Go through the listing and count the lines with "good" in them; write only the number.
* * *
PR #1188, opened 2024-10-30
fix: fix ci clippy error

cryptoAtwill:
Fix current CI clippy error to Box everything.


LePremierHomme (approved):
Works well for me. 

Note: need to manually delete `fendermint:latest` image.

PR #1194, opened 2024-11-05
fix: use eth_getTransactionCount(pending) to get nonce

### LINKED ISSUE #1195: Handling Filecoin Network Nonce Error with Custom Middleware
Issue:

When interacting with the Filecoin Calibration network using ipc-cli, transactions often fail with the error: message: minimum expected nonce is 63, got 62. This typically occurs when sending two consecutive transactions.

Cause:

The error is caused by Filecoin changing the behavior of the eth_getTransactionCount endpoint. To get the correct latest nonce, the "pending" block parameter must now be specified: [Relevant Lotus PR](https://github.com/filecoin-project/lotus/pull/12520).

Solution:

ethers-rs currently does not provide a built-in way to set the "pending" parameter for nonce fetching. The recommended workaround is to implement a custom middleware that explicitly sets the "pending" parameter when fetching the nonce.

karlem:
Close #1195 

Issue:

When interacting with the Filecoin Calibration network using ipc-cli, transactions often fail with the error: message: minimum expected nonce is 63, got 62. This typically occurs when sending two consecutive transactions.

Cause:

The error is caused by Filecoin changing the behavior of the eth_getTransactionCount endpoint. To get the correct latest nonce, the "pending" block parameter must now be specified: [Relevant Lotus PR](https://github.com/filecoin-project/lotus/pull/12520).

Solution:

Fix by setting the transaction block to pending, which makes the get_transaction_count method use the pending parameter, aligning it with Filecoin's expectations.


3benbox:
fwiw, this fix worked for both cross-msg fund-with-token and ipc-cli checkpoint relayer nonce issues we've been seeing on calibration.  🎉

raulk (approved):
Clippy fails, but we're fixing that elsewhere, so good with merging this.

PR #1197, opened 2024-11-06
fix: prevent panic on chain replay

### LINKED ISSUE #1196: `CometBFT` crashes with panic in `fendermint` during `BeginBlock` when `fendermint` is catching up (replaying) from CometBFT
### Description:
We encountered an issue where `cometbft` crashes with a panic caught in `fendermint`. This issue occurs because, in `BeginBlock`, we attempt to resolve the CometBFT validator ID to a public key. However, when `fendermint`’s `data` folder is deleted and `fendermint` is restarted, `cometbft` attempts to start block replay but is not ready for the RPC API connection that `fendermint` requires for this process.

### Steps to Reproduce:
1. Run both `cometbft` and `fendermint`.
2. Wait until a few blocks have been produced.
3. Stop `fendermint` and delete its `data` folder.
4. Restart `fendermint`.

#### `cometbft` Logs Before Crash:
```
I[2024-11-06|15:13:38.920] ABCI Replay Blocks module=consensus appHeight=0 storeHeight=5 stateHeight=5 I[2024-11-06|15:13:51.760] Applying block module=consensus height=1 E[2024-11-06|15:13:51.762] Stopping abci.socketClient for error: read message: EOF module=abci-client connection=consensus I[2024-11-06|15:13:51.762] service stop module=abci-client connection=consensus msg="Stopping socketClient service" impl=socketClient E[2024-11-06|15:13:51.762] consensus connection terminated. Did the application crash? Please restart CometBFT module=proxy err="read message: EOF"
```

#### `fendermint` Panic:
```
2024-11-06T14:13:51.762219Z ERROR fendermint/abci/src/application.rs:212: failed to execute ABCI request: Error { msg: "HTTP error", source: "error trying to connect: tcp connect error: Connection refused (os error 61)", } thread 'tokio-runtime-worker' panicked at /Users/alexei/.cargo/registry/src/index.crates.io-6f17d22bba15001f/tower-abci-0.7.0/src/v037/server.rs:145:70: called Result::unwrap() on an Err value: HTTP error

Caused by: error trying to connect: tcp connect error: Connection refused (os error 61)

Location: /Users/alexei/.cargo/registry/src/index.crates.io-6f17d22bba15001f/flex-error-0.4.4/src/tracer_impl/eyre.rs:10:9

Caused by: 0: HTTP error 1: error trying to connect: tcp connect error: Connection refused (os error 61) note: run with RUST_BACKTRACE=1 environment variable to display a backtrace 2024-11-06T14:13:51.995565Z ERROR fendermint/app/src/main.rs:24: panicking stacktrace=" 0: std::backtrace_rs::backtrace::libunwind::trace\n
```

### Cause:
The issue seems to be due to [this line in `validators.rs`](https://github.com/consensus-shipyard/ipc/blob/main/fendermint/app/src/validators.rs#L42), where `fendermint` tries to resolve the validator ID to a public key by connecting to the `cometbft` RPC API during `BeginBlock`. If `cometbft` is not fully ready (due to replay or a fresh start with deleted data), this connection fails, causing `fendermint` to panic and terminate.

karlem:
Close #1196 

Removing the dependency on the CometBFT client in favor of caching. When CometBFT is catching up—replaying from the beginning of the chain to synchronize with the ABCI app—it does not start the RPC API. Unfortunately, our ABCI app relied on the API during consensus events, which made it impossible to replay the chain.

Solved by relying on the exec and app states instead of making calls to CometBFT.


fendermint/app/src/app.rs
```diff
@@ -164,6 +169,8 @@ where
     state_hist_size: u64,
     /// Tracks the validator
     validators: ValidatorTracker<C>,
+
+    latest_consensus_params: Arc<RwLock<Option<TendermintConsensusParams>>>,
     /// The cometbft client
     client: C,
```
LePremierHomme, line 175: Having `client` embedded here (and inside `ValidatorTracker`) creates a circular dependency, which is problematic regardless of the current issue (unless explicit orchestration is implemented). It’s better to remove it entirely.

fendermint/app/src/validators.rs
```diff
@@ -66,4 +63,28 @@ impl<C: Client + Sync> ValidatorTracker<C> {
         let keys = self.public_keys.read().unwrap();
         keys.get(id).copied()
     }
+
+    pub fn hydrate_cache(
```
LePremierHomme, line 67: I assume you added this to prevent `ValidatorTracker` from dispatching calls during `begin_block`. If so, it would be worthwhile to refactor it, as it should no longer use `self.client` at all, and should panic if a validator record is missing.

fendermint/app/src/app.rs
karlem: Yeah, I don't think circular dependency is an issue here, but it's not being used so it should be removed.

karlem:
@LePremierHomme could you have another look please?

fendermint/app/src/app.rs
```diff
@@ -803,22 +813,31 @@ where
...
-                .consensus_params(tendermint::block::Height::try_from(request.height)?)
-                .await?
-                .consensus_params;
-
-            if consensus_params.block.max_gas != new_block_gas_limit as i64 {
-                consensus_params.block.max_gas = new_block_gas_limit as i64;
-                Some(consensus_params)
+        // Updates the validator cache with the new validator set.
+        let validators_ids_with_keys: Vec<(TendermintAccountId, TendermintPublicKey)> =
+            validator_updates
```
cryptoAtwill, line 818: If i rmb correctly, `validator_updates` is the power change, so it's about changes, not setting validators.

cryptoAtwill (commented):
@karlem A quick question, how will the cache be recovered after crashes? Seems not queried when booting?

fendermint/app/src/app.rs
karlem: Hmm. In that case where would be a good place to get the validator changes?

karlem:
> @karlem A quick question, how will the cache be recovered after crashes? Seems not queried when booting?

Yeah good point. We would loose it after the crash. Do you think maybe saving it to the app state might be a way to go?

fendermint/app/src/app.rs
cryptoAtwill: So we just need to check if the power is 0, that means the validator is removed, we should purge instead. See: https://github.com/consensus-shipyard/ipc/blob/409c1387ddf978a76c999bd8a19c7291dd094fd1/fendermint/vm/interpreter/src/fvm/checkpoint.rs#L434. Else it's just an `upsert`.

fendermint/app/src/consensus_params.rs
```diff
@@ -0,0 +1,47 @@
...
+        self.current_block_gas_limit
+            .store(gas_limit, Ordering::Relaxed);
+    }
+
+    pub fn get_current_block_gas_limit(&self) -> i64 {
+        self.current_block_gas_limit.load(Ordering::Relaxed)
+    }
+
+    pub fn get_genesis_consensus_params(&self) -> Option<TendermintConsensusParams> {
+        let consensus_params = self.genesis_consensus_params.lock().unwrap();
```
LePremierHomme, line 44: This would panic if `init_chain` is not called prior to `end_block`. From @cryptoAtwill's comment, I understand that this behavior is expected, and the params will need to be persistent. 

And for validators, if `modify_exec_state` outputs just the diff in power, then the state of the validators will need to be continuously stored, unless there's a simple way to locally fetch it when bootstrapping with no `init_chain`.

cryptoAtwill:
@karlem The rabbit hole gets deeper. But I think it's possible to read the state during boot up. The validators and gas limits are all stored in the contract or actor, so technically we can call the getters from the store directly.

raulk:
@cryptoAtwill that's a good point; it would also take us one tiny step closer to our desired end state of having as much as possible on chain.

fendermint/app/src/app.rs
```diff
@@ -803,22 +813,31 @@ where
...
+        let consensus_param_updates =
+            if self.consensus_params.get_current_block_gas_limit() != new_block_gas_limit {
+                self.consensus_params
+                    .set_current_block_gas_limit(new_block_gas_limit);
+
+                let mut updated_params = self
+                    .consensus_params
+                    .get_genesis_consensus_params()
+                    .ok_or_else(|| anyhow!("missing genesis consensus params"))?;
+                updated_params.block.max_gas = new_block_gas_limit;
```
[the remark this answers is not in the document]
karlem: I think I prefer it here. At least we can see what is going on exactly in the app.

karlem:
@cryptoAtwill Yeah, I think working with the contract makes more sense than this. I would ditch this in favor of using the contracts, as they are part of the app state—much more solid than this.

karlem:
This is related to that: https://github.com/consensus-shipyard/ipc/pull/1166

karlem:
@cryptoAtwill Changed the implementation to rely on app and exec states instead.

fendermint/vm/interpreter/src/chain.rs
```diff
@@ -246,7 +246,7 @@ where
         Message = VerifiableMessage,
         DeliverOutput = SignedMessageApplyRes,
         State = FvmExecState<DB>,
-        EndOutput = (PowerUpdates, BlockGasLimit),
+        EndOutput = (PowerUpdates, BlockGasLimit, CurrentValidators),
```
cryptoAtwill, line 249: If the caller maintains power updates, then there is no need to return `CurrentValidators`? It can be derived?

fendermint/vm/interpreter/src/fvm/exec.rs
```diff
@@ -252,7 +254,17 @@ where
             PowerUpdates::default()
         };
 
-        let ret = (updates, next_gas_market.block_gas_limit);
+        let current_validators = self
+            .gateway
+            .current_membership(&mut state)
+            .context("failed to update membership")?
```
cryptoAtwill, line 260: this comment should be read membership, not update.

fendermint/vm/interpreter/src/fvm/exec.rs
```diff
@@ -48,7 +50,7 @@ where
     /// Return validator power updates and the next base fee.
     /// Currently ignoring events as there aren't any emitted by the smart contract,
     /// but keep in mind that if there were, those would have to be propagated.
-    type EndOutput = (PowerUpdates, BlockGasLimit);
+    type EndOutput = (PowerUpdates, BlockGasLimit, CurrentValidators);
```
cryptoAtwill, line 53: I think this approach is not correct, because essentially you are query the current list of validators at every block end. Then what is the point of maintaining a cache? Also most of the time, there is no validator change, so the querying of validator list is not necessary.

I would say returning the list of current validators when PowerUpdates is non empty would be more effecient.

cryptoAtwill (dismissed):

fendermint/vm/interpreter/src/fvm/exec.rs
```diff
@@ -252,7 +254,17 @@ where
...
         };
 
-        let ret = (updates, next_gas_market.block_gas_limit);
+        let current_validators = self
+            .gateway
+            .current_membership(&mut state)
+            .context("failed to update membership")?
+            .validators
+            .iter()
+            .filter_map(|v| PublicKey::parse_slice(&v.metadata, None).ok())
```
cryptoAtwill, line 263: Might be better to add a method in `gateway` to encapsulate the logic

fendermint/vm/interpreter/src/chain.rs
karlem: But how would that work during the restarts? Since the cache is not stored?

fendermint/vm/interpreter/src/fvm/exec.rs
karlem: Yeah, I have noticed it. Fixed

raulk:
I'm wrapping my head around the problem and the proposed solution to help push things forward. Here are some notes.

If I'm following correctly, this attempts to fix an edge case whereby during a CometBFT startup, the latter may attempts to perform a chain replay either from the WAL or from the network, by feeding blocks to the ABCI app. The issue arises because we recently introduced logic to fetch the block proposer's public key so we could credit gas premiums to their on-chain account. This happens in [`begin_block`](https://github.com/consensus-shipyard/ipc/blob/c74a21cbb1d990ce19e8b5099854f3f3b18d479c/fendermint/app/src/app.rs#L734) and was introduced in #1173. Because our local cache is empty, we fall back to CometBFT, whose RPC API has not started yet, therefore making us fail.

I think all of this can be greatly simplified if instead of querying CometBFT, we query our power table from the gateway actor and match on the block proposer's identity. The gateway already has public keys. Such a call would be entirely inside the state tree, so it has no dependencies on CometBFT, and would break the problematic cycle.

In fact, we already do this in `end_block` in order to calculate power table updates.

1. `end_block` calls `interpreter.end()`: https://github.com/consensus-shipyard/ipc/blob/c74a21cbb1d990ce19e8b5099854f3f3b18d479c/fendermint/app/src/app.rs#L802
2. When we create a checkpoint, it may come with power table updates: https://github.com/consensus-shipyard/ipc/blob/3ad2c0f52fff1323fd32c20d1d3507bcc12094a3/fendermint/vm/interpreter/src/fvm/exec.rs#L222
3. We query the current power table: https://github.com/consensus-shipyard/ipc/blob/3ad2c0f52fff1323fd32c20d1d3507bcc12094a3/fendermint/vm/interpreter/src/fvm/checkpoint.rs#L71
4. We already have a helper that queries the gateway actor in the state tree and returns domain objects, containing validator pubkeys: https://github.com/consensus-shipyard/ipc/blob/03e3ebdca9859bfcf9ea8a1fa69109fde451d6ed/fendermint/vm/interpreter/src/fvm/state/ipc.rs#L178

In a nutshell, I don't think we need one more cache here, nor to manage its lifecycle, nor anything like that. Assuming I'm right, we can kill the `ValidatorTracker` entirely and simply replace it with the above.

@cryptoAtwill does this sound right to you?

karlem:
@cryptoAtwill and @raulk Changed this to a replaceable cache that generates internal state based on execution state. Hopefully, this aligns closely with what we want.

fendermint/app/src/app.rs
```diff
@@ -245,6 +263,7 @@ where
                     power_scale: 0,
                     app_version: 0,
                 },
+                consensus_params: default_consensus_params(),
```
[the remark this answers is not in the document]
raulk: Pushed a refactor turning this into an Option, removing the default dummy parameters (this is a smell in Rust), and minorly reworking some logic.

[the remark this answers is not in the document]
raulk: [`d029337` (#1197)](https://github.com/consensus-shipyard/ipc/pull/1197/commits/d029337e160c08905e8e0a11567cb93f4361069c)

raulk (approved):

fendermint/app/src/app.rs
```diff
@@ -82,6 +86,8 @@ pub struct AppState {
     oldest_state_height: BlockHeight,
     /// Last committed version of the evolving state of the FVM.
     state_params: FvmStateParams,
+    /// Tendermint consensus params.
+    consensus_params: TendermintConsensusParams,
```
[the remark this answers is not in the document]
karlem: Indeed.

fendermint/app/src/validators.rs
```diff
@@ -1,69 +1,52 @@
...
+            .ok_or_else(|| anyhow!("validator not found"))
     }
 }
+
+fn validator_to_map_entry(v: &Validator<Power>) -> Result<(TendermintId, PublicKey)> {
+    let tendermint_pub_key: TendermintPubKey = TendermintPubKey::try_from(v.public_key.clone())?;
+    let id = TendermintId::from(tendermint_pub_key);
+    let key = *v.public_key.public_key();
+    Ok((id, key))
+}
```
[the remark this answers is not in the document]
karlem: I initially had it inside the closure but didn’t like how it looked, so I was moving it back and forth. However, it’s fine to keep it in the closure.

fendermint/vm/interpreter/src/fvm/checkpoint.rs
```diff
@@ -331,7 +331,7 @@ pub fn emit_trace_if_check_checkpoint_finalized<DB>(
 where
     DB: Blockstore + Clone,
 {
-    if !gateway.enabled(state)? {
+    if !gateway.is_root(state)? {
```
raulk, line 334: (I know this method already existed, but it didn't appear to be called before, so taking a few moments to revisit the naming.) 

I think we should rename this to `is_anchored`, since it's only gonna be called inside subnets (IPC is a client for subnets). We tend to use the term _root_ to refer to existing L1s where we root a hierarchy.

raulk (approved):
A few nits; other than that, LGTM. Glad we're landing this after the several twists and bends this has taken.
* * *
### ANSWER FOR THIS EXERCISE
4